例;(t1期)ミカン生産量100個、単価50円 / (t2期)ミカン生産量200個、単価250円

・名目GDP(Nominal GDP):ある期のGDPを計算する際には、当該期における市場価格が用いられる。t1期の名目GDPは100個×50円=5000円、t2期の名目GDPは200個×250円=50000円となる。もっとも、この「名目GDPが10倍増加した」という事実から、素朴に「生産が10倍増加した」と評価することはできない。両期間における物価水準の上下を考慮に入れないと、生産活動の指標として役に立たない。
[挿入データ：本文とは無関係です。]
PR #1121, opened 2026-07-23
Restructure Lean Instance semantics and formalize special-constraint lowering

termoshtt:
Rendered README: https://github.com/Jij-Inc/ommx/tree/revise-lean/lean#readme

## Summary

- reorganize the independent Lean reference model around the mathematical structure of an OMMX `Instance`: exact-rational states and affine functions, explicit domains and bounds, and parallel regular, OneHot, SOS1, and Indicator constraint families
- define `Instance` feasibility, objective values, optimization sense, sound affine domain-box bounds, and extension operations for transformations that append decision-variable components
- introduce `Instance.Transform` with an explicit target, partial encode/decode maps, directional reduction and relaxation, objective and sense preservation, independent source/target round trips, and composition
- formalize Indicator and SOS1 Big-M lowering as partial `Instance.Transform` constructors organized into formulation semantics, `Plan` validation, target construction, and top-level transformation contracts
- recompute lowering bounds from the source `Instance` and construct targets only from validated plans; Indicator lowering keeps identity state maps, while SOS1 lowering reuses binary members and appends fresh selectors with Big-M links and an at-most-one constraint
- remove the earlier generic problem/reduction/projection layer, Farkas certificate code, structural recognition and promotion prototypes, selector-isolation machinery, and monolithic `Special` modules that were ahead of the implemented scope
- update the Lean README, umbrella imports, and focused fixtures around the resulting Instance and lowering semantics

## Scope

The Lean model remains an independent exact-rational reference semantics rather than a verification of the Rust SDK or protobuf implementation. Presolve transformations, promotion and inverse lowering, infeasibility certificates, and a versioned SDK-to-Lean `Witness` verification boundary remain future work.


lean/OMMXProof/Function/Affine.lean
```diff
@@ -0,0 +1,146 @@
...
+    (domains : Fin n → Domain) : Bound :=
+  (List.ofFn fun i =>
+      Bound.scale (expr.coeff i) (domains i).bound).foldr
+    Bound.add (Bound.point expr.constant)
+
+/-- Every state in the supplied domains evaluates inside `evaluateBound`. -/
+theorem evaluateBound_sound (expr : Affine n)
+    (domains : Fin n → Domain) {state : State n}
+    (hdomains : ∀ i, state i ∈ domains i) :
+    expr.eval state ∈ expr.evaluateBound domains := by
```
kory33-jij: [nits] I think it's more natural to split this definition into `evaluateBound` + `evaluateBoundFromDomains` (applying this diff will invalidate downstream references, so please perform a global rename)
```suggestion
/-- The minimum rational interval containing every value of an affine function
over the given decision-variable bounds. -/
@[simp]
def evaluateBound (expr : Affine n) (bounds : Fin n → Bound) : Bound :=
  (List.ofFn fun i => (bounds i).scale (expr.coeff i)).foldr
    Bound.add (Bound.point expr.constant)

/-- A rational interval containing every value of an affine function over the
given decision-variable domains.

Integer domains contribute their containing rational intervals, so
this interval is in general not a tight bound for the discrete affine image.
-/
abbrev evaluateBoundFromDomains (expr : Affine n) (domains : Fin n → Domain) : Bound :=
  evaluateBound expr (fun i => (domains i).bound)

/-- Every state in the supplied domains evaluates inside `evaluateBound`. -/
theorem evaluateBoundFromDomains_sound (expr : Affine n)
    (domains : Fin n → Domain) {state : State n}
    (hdomains : ∀ i, state i ∈ domains i) :
    expr.eval state ∈ expr.evaluateBoundFromDomains domains := by
```

lean/OMMXProof/Constraint/Indicator.lean
```diff
@@ -0,0 +1,55 @@
...
+instance (constraint : IndicatorConstraint n) (state : State n) :
+    Decidable (constraint.Holds state) := by
+  unfold Holds
+  infer_instance
+
+end IndicatorConstraint
+
+def IndicatorPredicate (trigger : Fin n) (polarity : IndicatorPolarity)
+    (body : State n → Prop) (state : State n) : Prop :=
+  polarity.Active (state trigger) → body state
```
kory33-jij: [nits, imo] maybe we should define `Holds` in terms of `IndicatorPredicate`

```suggestion
def IndicatorPredicate (trigger : Fin n) (polarity : IndicatorPolarity)
    (body : State n → Prop) (state : State n) : Prop :=
  polarity.Active (state trigger) → body state

namespace IndicatorConstraint

abbrev Holds (constraint : IndicatorConstraint n) (state : State n) : Prop :=
  IndicatorPredicate constraint.trigger constraint.polarity constraint.body.Holds state

instance (constraint : IndicatorConstraint n) (state : State n) :
    Decidable (constraint.Holds state) := by
  unfold Holds IndicatorPredicate
  infer_instance

end IndicatorConstraint
```

lean/OMMXProof/Instance/Transform.lean
```diff
@@ -0,0 +1,337 @@
+import OMMXProof.Instance
```
kory33-jij: Comment on the module discipline: AFAIK it is less common to prepare `[module name].lean` as an preliminary entrypoint into `[module name]/*.lean` files. Following this I think we should invert dependency of `Transform.lean`, `Transform/IndicatorBigM.lean` and `Transform/SOS1BigM.lean` by moving them to `Transform/Basic.lean`, `Transform/IndicatorBigM/Basic.lean` etc. (which is a common pattern in libraries like Mathlib)

lean/OMMXProof/Constraint/Indicator.lean
termoshtt: Fixed in https://github.com/Jij-Inc/ommx/pull/1121/commits/384b54f9b19899147f8291743915e9bc554f45e0

lean/OMMXProof/Function/Affine.lean
termoshtt: fixed in https://github.com/Jij-Inc/ommx/pull/1121/commits/384b54f9b19899147f8291743915e9bc554f45e0

lean/OMMXProof/Instance/Transform.lean
termoshtt: Fixed in https://github.com/Jij-Inc/ommx/pull/1121/commits/dd60b1af3f77d2fe4e7e7d4133a2d3bfcc891e49 and https://github.com/Jij-Inc/ommx/pull/1121/commits/a2420341cd0dfa5704d189bbbcca1e213c4a54ca

lean/OMMXProof/Instance/Extend.lean
```diff
@@ -0,0 +1,251 @@
...
+import Mathlib.Algebra.BigOperators.Fin
+import Mathlib.Data.Fin.Tuple.Basic
+
+/-!
+# Extending an Instance with fresh components
+
+An Instance transformation may change the dimension of its state space.  This
+module embeds an `n`-component Instance into the left block of an
+`(n + k)`-component Instance and supplies the corresponding state operations.
+The fresh right block is absent from every lifted expression and constraint.
```
kory33-jij: I couldn't understand what this sentence is supposed to convey, so maybe remove it?
```suggestion
```

lean/OMMXProof/Instance/Extend.lean
```diff
@@ -0,0 +1,251 @@
...
+theorem holds_extend (constraint : LinearConstraint n)
+    (state : State (n + k)) :
+    (extend constraint k).Holds state ↔
+      constraint.Holds (State.source state) := by
+  simpa only [State.append_source_fresh] using
+    holds_extend_append constraint (State.source state) (State.fresh state)
+
+end LinearConstraint
+
+def extendMembers (members : Finset (Fin n)) (k : Nat) :
```
kory33-jij: [imo, nits] This function should probably be named `castAddFinsetFin` since here we are not `extend`ing but just coarsening the bound. IMO `OneHotConstraint.extend` should similarly be named `castAdd` or `coarsenAdd`.

```suggestion
def castAddFinsetFin (members : Finset (Fin n)) (k : Nat) :
```

lean/OMMXProof/Instance/Extend.lean
```diff
@@ -0,0 +1,251 @@
...
+
+namespace State
+
+def append (source : State n) (fresh : State k) : State (n + k) :=
+  Fin.append source fresh
+
+def source (state : State (n + k)) : State n :=
+  fun i => state (Fin.castAdd k i)
+
+def fresh (state : State (n + k)) : State k :=
```
kory33-jij: [imo, nits] There's nothing intrinsically *fresh* about a tail of a `State`, and I think this is a misnomer following how `Affine.extend` etc set `0` coefficient on the extended part. Maybe:

```suggestion
def extendedPart (state : State (n + k)) : State k :=
```

termoshtt: https://github.com/Jij-Inc/ommx/pull/1121/commits/0f164cabe540cf28a8a1f19516d45fe97cbb3e3c fixed

lean/OMMXProof/Instance/Extend.lean
termoshtt: https://github.com/Jij-Inc/ommx/pull/1121/commits/0f164cabe540cf28a8a1f19516d45fe97cbb3e3c fixed

lean/OMMXProof/Instance/Extend.lean
termoshtt: I clarify the original intent in https://github.com/Jij-Inc/ommx/pull/1121/commits/0613ec49f6447b13170b730b324988d40e143650.

lean/OMMXProof/Instance/Transform/Basic.lean
```diff
@@ -0,0 +1,337 @@
...
+
+This is the feasibility-soundness condition required of a reduction. It rules
+out transformed feasible solutions which have no meaning for the source
+Instance. -/
+def IsReduction {source : Instance n} (transform : Transform source) : Prop :=
+  ∀ {targetState},
+    transform.target.Feasible targetState →
+      ∃ sourceState,
+        transform.decode targetState = some sourceState ∧
+          source.Feasible sourceState
```
kory33-jij: [nits, style] equivalent, but I find it more idiomatic to write this as:

```suggestion
      ∃ sourceState ∈ transform.decode targetState, source.Feasible sourceState
```

Downstream proofs will break but I'm sure Claude can autonomously fix them.

lean/OMMXProof/Instance/Transform/Basic.lean
```diff
@@ -0,0 +1,337 @@
...
+/-- Every feasible source state can be encoded as a feasible target state.
+
+For identical state spaces and the identity encoding, this is the usual
+feasible-region inclusion defining a relaxation. -/
+def IsRelaxation {source : Instance n} (transform : Transform source) : Prop :=
+  ∀ {sourceState},
+    source.Feasible sourceState →
+      ∃ targetState,
+        transform.encode sourceState = some targetState ∧
+          transform.target.Feasible targetState
```
kory33-jij: [nits, style] similar to the comment above
```suggestion
      ∃ targetState ∈ transform.encode sourceState, transform.target.Feasible targetState
```

lean/OMMXProof/Instance/Transform/SOS1BigM/Formulation.lean
```diff
@@ -0,0 +1,225 @@
...
+
+def plannedSelector [DecidableEq ι] (reused : Finset ι)
+    (members freshSelectors : ι → Rat) : ι → Rat :=
+  fun i => if i ∈ reused then members i else freshSelectors i
+
+def OptionalUpperLink (upper member selector : Rat) : Prop :=
+  if 0 < upper then member ≤ upper * selector else True
+
+def OptionalLowerLink (lower member selector : Rat) : Prop :=
+  if lower < 0 then lower * selector ≤ member else True
```
kory33-jij: [imo] I think `if ... else True` should be replaced with plain implications:

```suggestion
def OptionalUpperLink (upper member selector : Rat) : Prop :=
  (0 < upper) → (member ≤ upper * selector)

def OptionalLowerLink (lower member selector : Rat) : Prop :=
  (lower < 0) → (lower * selector ≤ member)
```

lean/OMMXProof/Instance/Transform/SOS1BigM/Formulation.lean
```diff
@@ -0,0 +1,225 @@
...
+
+/-- Exact formulation of a mixed reused/fresh selector layout. -/
+def PlannedSelectorFormulation [Fintype ι] [DecidableEq ι]
+    (reused : Finset ι) (bounds : SelectorBounds ι)
+    (members freshSelectors : ι → Rat) : Prop :=
+  GenericBinaryOn Finset.univ (plannedSelector reused members freshSelectors) ∧
+    (∀ i, i ∉ reused →
+      OptionalUpperLink (bounds.upper i) (members i) (freshSelectors i) ∧
+        OptionalLowerLink (bounds.lower i) (members i) (freshSelectors i)) ∧
+    ∑ i, plannedSelector reused members freshSelectors i ≤ 1
```
kory33-jij: [imo] I think it makes sense to
- suffix the name of this type with `Holds` since it's a predicate primarily about `members` + `freshSelectors`
- name the conjuncts by turning this `def` into a `structure ... : Prop` definition, as in


```suggestion
/-- Rational states `members` and `freshSelectors` together satisfy the
SOS1 Big-M formulation, whose reused members are `reused` and selector bounds
are `bounds`. -/
structure PlannedSelectorFormulationHolds [Fintype ι] [DecidableEq ι]
    (reused : Finset ι) (bounds : SelectorBounds ι)
    (members freshSelectors : ι → Rat) : Prop where
  allSelectorsAreBinary :
      GenericBinaryOn Finset.univ (plannedSelector reused members freshSelectors)
  nonReusedHaveLinkedSelectors : ∀ i, i ∉ reused →
      OptionalUpperLink (bounds.upper i) (members i) (freshSelectors i) ∧
      OptionalLowerLink (bounds.lower i) (members i) (freshSelectors i)
  selectorsSumLe1 : ∑ i, plannedSelector reused members freshSelectors i ≤ 1
```

kory33-jij (commented):
I've reviewed main `theorem`s' statements and `def`s upto SOS1BigM (only `Instance/Transform/IndicatorBigM` remains to be reviewed in `OMMXProof`), and things LGTM so far.

lean/OMMXProof/Instance/Transform/IndicatorBigM/Formulation.lean
```diff
@@ -0,0 +1,110 @@
...
+-/
+
+namespace OMMXProof
+
+namespace Instance
+
+namespace IndicatorBigM
+
+/-- The upper Big-M side `f(x) + u y - u ≤ 0`, omitted when `u ≤ 0`. -/
+def UpperSide (body : State n → Rat) (trigger : Fin n) (upper : Rat)
```
kory33-jij, line 20: [imo] I am not sure if calling this an `UpperSide` is idiomatic in optimisation context. I'd suggest `UpperInequality` instead, unless you'd like rather align the terminology with the rest of ommx codebase, which appears to be using "upper/lower side".

lean/OMMXProof/Instance/Transform/IndicatorBigM/Plan.lean
```diff
@@ -0,0 +1,109 @@
...
+The selected Indicator must have a binary active-on-one trigger. A finite upper
+body bound is required for both supported body senses; equality additionally
+requires a finite lower body bound. -/
+def Valid {source : Instance n} (plan : Plan source) : Prop :=
+  source.domains plan.constraint.trigger = .binary ∧
+    plan.constraint.polarity = .activeOnOne ∧
+    plan.bodyBound.upper.IsFinite ∧
+    match plan.constraint.body.sense with
+    | .lessEqual => True
+    | .equal => plan.bodyBound.lower.IsFinite
```
kory33-jij: [imo] we should name these conditions
```suggestion
structure Valid {source : Instance n} (plan : Plan source) : Prop where
  triggerBinary : source.domains plan.constraint.trigger = .binary
  polarityActiveOnOne : plan.constraint.polarity = .activeOnOne
  upperFinite : plan.bodyBound.upper.IsFinite
  lowerFinite :
    match plan.constraint.body.sense with
    | .lessEqual => True
    | .equal => plan.bodyBound.lower.IsFinite
```

kory33-jij (approved):
I'd make two additional minor [imo] comments, but otherwise LGTM! I now have a good understanding on Indicator/SOS1 Big-M lowering operations.

lean/OMMXProof/Instance/Transform/Basic.lean
termoshtt: fixed in https://github.com/Jij-Inc/ommx/pull/1121/commits/d116717f7b7a6bb238ae0dd0574b7f00c9eef584

lean/OMMXProof/Instance/Transform/Basic.lean
termoshtt: fixed in https://github.com/Jij-Inc/ommx/pull/1121/commits/d116717f7b7a6bb238ae0dd0574b7f00c9eef584

lean/OMMXProof/Instance/Transform/SOS1BigM/Formulation.lean
termoshtt: fixed in https://github.com/Jij-Inc/ommx/pull/1121/commits/d116717f7b7a6bb238ae0dd0574b7f00c9eef584

lean/OMMXProof/Instance/Transform/IndicatorBigM/Plan.lean
termoshtt: fixed in https://github.com/Jij-Inc/ommx/pull/1121/commits/d116717f7b7a6bb238ae0dd0574b7f00c9eef584

lean/OMMXProof/Instance/Transform/IndicatorBigM/Formulation.lean
termoshtt: I keep `UpperSide` for aligning the SDK terminology.

lean/OMMXProof/Instance/Transform/SOS1BigM/Formulation.lean
termoshtt: Fixed in https://github.com/Jij-Inc/ommx/pull/1121/commits/d116717f7b7a6bb238ae0dd0574b7f00c9eef584 and https://github.com/Jij-Inc/ommx/pull/1121/commits/6b5c03c36b9554b5a09ff9fb6a977cb03f5be38d

termoshtt:
Thanks so much for the thorough review!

□塩路23-9、平口稲葉15-7

・実質GDP(Real GDP):そこで、異なった期間のGDPを比較して経済成長の度合いを見るには、物価変化の影響を除去した「実質GDP」が用いられる。すなわち、ある年を基準年として定め(固定基準方式)、その基準年の価格水準ですべての年のGDPを再評価する。t1期を基準年とする(=その年の価格50円を用いる)と、t2期の実質GDPは200個×50円=10000円。□塩路23-9、平口稲葉17-8、ハバード295-6

・GDPデフレーター(GDP deflator):「名目GDP÷実質GDP×100」で定義される。t2期のGDPデフレーターは、名目GDP(50000円)/実質GDP(10000円)×100=5となる。GDPデフレーターは経済全体での価格上昇を表す物価指数の一つである。この例では物価が5倍になったと評価できる(→関連記事《インフレとデフレ》)。□塩路23-9、平口稲葉19-21、ハバード296-7

 

福田慎一・照山博司『マクロ経済学・入門〔第4版〕』[2011]

柴田章久・宇南山卓『マクロ経済学の第一歩』[2013]

R グレン ハバード・アンソニー パトリック オブライン(竹中平蔵他訳)『ハバード経済学1入門編』[訳書2014 ,原書2013]

平口良司・稲葉大『マクロ経済学−入門の「一歩前」から応用まで』[2015]

三橋規宏・内田茂男・池田吉紀『新・日本経済入門』[2015]

塩路悦朗『やさしいマクロ経済学』[2019]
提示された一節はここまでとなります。